** Opening Records for processing block **

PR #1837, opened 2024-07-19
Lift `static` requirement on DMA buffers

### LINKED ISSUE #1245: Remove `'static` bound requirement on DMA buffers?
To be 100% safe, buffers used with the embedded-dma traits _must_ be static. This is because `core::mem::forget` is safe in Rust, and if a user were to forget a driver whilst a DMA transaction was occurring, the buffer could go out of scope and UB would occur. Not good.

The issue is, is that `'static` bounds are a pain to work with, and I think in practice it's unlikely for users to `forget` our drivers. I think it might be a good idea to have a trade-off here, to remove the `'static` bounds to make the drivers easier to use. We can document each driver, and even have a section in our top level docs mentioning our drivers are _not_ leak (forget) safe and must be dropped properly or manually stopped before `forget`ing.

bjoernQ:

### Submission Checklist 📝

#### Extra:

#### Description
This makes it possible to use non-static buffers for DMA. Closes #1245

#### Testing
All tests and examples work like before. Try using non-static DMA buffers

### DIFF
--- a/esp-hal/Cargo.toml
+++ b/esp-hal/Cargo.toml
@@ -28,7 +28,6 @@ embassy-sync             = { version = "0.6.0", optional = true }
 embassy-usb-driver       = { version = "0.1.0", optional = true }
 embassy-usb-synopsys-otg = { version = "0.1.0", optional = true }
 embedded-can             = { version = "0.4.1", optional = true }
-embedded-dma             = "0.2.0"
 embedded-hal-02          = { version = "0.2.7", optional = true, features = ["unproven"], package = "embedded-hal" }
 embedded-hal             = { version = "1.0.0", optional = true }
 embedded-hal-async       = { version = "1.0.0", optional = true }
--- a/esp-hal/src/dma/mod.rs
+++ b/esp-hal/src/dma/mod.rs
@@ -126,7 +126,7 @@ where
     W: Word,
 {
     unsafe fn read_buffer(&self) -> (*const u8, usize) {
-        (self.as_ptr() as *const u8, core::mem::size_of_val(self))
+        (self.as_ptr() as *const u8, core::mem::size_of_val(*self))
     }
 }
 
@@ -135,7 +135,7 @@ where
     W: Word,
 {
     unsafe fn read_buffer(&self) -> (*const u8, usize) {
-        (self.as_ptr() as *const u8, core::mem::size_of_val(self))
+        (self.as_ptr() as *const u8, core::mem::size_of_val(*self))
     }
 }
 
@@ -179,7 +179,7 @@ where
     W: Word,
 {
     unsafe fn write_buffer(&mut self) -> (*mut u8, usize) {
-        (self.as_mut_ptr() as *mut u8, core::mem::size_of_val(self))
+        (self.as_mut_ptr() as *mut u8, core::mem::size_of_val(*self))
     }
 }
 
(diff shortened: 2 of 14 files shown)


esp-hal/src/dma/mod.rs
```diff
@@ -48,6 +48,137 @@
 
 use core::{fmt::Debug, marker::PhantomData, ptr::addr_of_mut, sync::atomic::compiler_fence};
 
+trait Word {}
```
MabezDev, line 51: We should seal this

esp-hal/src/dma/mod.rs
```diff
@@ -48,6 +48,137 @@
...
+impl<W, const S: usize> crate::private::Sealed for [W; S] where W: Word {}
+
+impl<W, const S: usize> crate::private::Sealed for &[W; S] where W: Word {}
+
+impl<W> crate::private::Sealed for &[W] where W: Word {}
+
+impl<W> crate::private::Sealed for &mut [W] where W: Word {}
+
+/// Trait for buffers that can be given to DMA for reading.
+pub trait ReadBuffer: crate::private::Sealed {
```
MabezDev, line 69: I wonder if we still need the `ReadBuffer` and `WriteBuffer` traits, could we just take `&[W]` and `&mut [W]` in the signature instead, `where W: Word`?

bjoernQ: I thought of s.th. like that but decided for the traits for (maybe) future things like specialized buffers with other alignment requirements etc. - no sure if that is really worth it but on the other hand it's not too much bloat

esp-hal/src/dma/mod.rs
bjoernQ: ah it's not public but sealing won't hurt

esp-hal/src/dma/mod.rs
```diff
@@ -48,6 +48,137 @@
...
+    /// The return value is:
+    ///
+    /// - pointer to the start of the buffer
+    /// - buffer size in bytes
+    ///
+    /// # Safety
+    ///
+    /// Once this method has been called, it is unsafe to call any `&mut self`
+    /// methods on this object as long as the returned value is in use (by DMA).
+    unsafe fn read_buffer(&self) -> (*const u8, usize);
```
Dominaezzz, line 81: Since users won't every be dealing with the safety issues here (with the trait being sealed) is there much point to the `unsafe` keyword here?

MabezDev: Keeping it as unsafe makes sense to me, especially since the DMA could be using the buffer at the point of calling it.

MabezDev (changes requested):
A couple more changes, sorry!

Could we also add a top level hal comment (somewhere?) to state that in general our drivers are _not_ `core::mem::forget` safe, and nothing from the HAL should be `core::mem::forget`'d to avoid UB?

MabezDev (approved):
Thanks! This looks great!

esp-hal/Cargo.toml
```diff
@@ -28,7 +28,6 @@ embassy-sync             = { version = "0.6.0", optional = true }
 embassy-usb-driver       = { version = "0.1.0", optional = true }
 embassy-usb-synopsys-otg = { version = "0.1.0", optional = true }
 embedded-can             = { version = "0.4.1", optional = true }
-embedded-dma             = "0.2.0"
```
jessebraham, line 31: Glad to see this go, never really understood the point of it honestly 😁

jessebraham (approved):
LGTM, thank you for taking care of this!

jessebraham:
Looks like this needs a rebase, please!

** Closing Records for processing block **
** Opening Records for processing block **

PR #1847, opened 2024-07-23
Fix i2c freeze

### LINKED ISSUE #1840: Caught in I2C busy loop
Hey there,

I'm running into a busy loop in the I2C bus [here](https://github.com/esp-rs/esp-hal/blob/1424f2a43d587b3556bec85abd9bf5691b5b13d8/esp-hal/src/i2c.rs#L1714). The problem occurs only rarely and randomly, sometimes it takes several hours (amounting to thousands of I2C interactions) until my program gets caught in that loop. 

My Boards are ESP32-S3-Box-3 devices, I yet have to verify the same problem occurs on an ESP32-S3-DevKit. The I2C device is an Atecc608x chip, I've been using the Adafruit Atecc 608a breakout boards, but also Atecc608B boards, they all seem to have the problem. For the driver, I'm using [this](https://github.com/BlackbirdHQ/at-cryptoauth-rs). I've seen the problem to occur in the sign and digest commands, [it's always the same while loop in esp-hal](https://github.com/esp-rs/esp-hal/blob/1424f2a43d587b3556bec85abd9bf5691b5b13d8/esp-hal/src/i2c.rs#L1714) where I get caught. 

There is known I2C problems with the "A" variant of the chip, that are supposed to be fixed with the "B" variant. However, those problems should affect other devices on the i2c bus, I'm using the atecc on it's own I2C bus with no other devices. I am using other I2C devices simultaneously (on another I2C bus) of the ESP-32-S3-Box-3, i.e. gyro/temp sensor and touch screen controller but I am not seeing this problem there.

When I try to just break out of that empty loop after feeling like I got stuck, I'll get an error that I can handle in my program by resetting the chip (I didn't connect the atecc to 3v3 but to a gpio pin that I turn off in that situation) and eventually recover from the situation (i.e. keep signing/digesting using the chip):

** Closing Records for processing block **
** Opening Records for processing block **

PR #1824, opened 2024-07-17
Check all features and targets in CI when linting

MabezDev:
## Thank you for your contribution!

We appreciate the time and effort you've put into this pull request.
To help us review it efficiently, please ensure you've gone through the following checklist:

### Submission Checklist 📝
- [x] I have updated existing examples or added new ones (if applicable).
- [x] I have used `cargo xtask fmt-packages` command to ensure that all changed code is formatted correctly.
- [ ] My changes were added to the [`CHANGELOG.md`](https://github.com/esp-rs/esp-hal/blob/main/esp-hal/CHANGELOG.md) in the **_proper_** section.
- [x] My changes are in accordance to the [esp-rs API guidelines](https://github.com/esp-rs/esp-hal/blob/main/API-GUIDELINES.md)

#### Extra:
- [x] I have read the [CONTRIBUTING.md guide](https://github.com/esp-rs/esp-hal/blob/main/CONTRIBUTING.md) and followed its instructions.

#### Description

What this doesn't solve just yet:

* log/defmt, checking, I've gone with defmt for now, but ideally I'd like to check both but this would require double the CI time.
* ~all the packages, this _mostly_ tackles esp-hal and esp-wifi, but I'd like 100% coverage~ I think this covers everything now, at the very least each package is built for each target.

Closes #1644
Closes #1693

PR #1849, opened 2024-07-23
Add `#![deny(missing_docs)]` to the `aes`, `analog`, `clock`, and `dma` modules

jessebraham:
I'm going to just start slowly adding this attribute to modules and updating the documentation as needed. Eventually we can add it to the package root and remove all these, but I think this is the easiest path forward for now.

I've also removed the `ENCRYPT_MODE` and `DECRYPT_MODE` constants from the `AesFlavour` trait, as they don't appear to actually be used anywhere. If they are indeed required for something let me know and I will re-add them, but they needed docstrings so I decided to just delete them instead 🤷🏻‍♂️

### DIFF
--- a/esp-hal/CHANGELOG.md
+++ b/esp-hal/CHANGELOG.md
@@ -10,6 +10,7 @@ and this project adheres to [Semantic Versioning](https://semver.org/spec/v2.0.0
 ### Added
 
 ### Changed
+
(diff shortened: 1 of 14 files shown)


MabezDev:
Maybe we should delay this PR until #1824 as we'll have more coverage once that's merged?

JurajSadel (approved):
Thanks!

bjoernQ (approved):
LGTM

** Closing Records for processing block **

How to complete this task – Each line of the data that holds the word "there" should be copied.

The completed task –
Dominaezzz, line 81: Since users won't every be dealing with the safety issues here (with the trait being sealed) is there much point to the `unsafe` keyword here?
Hey there,
There is known I2C problems with the "A" variant of the chip, that are supposed to be fixed with the "B" variant. However, those problems should affect other devices on the i2c bus, I'm using the atecc on it's own I2C bus with no other devices. I am using other I2C devices simultaneously (on another I2C bus) of the ESP-32-S3-Box-3, i.e. gyro/temp sensor and touch screen controller but I am not seeing this problem there.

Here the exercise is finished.